Is there a “Carpe Diem” afloat for a boater who likes common fish?

That’s probably where “Codtastrophe” came from.

Somebody on deck of this boat, “The Codfather” has to mumble, “He sleeps with the fishes”.

You can also find boats named after Supreme Court decisions.

“Row vs. Wade”.

That’s really clever.

The small dog owner is obviously behind “Pugboat” while that person with a bit of a drinking problem named his craft “Sotally Tobor”.

Think about that last one before you read on.

Docked side-by-side in one harbor, I saw “Wood Too” and “Wood Not” which indicates to me there were some arguing siblings being referenced.

From the kid who felt his Father was a bit too demanding comes the  name on the back of a large schooner, “Now Who’s The Loser, Dad”.

Ouch!

There’s a bit of a Deutsche connection on this gem…”Fahrfrum Wurken”. Of course, you need umlauts over some of those vowels for the full effect.

A gun owner with a boat obviously came up with “A Salt Weapon”.

I have a sneaking suspicion the owner of “Ships Ahoy” might also like chocolate chip cookies.

There’s a Spanish legacy to “Sea Senor” and a Muppets fan behind the fishing boat, “Tackle Me Elmo”.

The former personnel manager may have named this boat “Docked Pay” while the former school counselor might have named this watercraft “Pier Pressure”.

This boat owner obviously plans on keeping this ship.

Otherwise, why would it be named “Knot For Sale”.

Other boat owners opt for the obvious “Lega-Sea” and “Ecta-Sea”.

I can’t help but think this boat was named by a Mom who, at one time had a couple of younger boys.

Where else would “Quit Playing With Your Dinghy” originate?

Movies and popular TV shows are also behind some boat names.

There’s “Orca” from “Jaws”, “Jenny” from “Forrest Gump” and “Wax On, Wax Off” from “The Karate Kid”.

The “HMS Shag At Sea” is from the Austin Powers movies while Chevy Chase and Rodney Dangerfield fans might appreciate “The Flying Wasp” from the “Caddyshack” flick”.

There’s little question that “The Lion King” resulted in a boat being christened “Laguna Matata”.

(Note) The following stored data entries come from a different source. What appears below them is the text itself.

PR #150, opened 2022-05-03
Add new BumpFeeTxBuilder interface

notmandatory:
Add BumpFeeTxBuilder to bump the fee on an unconfirmed tx created by the Wallet. The structure of the new interface is:

```udl
interface BumpFeeTxBuilder {
  constructor(string txid, float new_fee_rate);
  BumpFeeTxBuilder allow_shrinking(string address);
  BumpFeeTxBuilder enable_rbf();
  BumpFeeTxBuilder enable_rbf_with_sequence(u32 nsequence);
  [Throws=BdkError]
  PartiallySignedBitcoinTransaction build([ByRef] Wallet wallet);
};
```
Fixes #150

### DIFF
--- a/src/lib.rs
+++ b/src/lib.rs
@@ -406,7 +406,7 @@ impl TxBuilder {
         })
     }
 
-    fn build(&self, wallet: &Wallet) -> Result<Arc<PartiallySignedBitcoinTransaction>, Error> {
+    fn finish(&self, wallet: &Wallet) -> Result<Arc<PartiallySignedBitcoinTransaction>, Error> {
         let wallet = wallet.get_wallet();
         let mut tx_builder = wallet.build_tx();
         for (address, amount) in &self.recipients {
@@ -484,7 +484,7 @@ impl BumpFeeTxBuilder {
         })
     }
 
-    fn build(&self, wallet: &Wallet) -> Result<Arc<PartiallySignedBitcoinTransaction>, Error> {
+    fn finish(&self, wallet: &Wallet) -> Result<Arc<PartiallySignedBitcoinTransaction>, Error> {
         let wallet = wallet.get_wallet();
         let txid = Txid::from_str(self.txid.as_str())?;
         let mut tx_builder = wallet.build_fee_bump(txid)?;
--- a/src/lib.rs
+++ b/src/lib.rs
@@ -443,8 +443,8 @@ impl TxBuilder {
 struct BumpFeeTxBuilder {
     txid: String,
     fee_rate: f32,
-    rbf: Option<RbfValue>,
     allow_shrinking: Option<String>,
+    rbf: Option<RbfValue>,
 }
 
 impl BumpFeeTxBuilder {
@@ -470,8 +470,8 @@ impl BumpFeeTxBuilder {
         Arc::new(Self {
             txid: self.txid.clone(),
             fee_rate: self.fee_rate,
-            rbf: Some(RbfValue::Default),
             allow_shrinking: self.allow_shrinking.clone(),
+            rbf: Some(RbfValue::Default),
         })
     }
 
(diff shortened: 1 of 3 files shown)


notmandatory:
I also need to rebase this PR after #149 is merged.

notmandatory:
@SeverinAlexB this one is ready to review, let me know if the API makes sense for you.

src/lib.rs
```diff
@@ -440,4 +440,78 @@ impl TxBuilder {
...
+    fn enable_rbf_with_sequence(&self, nsequence: u32) -> Arc<Self> {
+        Arc::new(Self {
+            txid: self.txid.clone(),
+            fee_rate: self.fee_rate,
+            rbf: Some(RbfValue::Value(nsequence)),
+            allow_shrinking: self.allow_shrinking.clone(),
+        })
+    }
+
+    fn build(&self, wallet: &Wallet) -> Result<Arc<PartiallySignedBitcoinTransaction>, Error> {
```
thunderbiscuit, line 487: The FFI layer uses `build` whereas the bdk library uses `finish`. Is there a reason for the difference in name? Wondering if we should fix that up before releasing 0.6.0.

src/lib.rs
```diff
@@ -440,4 +440,78 @@ impl TxBuilder {
     }
 }
 
+struct BumpFeeTxBuilder {
+    txid: String,
+    fee_rate: f32,
+    rbf: Option<RbfValue>,
+    allow_shrinking: Option<String>,
```
thunderbiscuit, line 447: Small nit: the order of the `rbf` and `allow_shrinking` parameters are switched between the struct declaration and the different methods (sometimes rbf is first sometimes second).

src/lib.rs
```diff
@@ -440,4 +440,78 @@ impl TxBuilder {
...
+}
+
+impl BumpFeeTxBuilder {
+    fn new(txid: String, fee_rate: f32) -> Self {
```
thunderbiscuit, line 451: The `new` associated function returns `Self` whereas the other 3 methods return `Arc<Self>`. Could that create a problem somewhere? Or can the `build` method consume both `self` and `Arc<Self>`?

thunderbiscuit (approved):
Tested ACK. Looks good to me, I only have a few minor questions, mostly to clear up my understanding.

src/lib.rs
notmandatory: Yes good point, I think we should keep function names in sync where ever we can. Fixed.

src/lib.rs
notmandatory: Good catch, for readability/maintainability it does matter. Fixed.

src/lib.rs
notmandatory: My understanding is that since `Arc<T>`  implements `AsRef<T>` that is can be used as a &T, or &self in this case.  The reason for returning an `Arc<T>` on a function that returns Self is specific to how uniffi works, https://mozilla.github.io/uniffi-rs/udl/interfaces.html#managing-shared-references. And not needing to return Arc<Self> for the constructor we also don't do because uniffi doesn't require it there. There could be a more efficient way to do this were we don't allocate a whole new builder on each call, but given the short life of these structs anyway I don't think it's a problem.

SeverinAlexB:
Looks good to me. I am not 100% sure what `allow_shrinking` does but I guess it's about manually selecting outputs that can be changed.

thunderbiscuit:
@SeverinAlexB that's correct.

The default behaviour of bdk with RBF is to increase the fee by reducing one of the change outputs (if there are any). In the case where there aren't any change outputs or the change output would be below the dust limit, it will look into the wallet to add an extra input so it can create more change, and from that change pull more satoshis for fees. This is done in order to preserve the exact amount "paid". `allow_shrinking` enables you to specify the exact UTXO you want to reduce in order to leave more for fees (one example of that would be if you want the _recipient_ of the payment to pay for the extra fees).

A fan of Norma Jean is revealed with “Marlin Monroe” across the stern.

Even my favorite TV show, “The Simpson’s” led to a boat named “Gone Fission”.

Is C. Montgomery Burns on board?

Or at least one, three-eyed fish?

I’m looking for “The Skipper” and “Gilligan” when I see “SS Minnow” painted on the stern of a boat.

Did the professor ever fix that radio?

Plus, a boat owner with an eye for the fairer sex obviously named these vessels “Playbouy” and “Nice Aft”.

And I’ll bet this boat owner lunched on canned nourishment while growing up as a kid.

Otherwise, where did “Campbell’s Sloop” originate?

One of my favorite boat names is  “Edmund Fitzgerald”, memorialized in that Gordon Lightfoot song about the November 11th, 1975 tragedy on Lake Superior.

The 730 foot freighter sank during a vicious storm and took the 29 crew members to watery graves.

When launched in 1958, the ship was the largest on the Great Lakes and was named after the one-time Northwestern Mutual President and Chairman of the Board.

The huge ship was nicknamed “Fitz”, “Mighty Fitz”, “Pride of the American Side”, “Toledo Express” and later the prophetic “Titanic of the Great Lakes”.

So, does any of this information “float your boat?”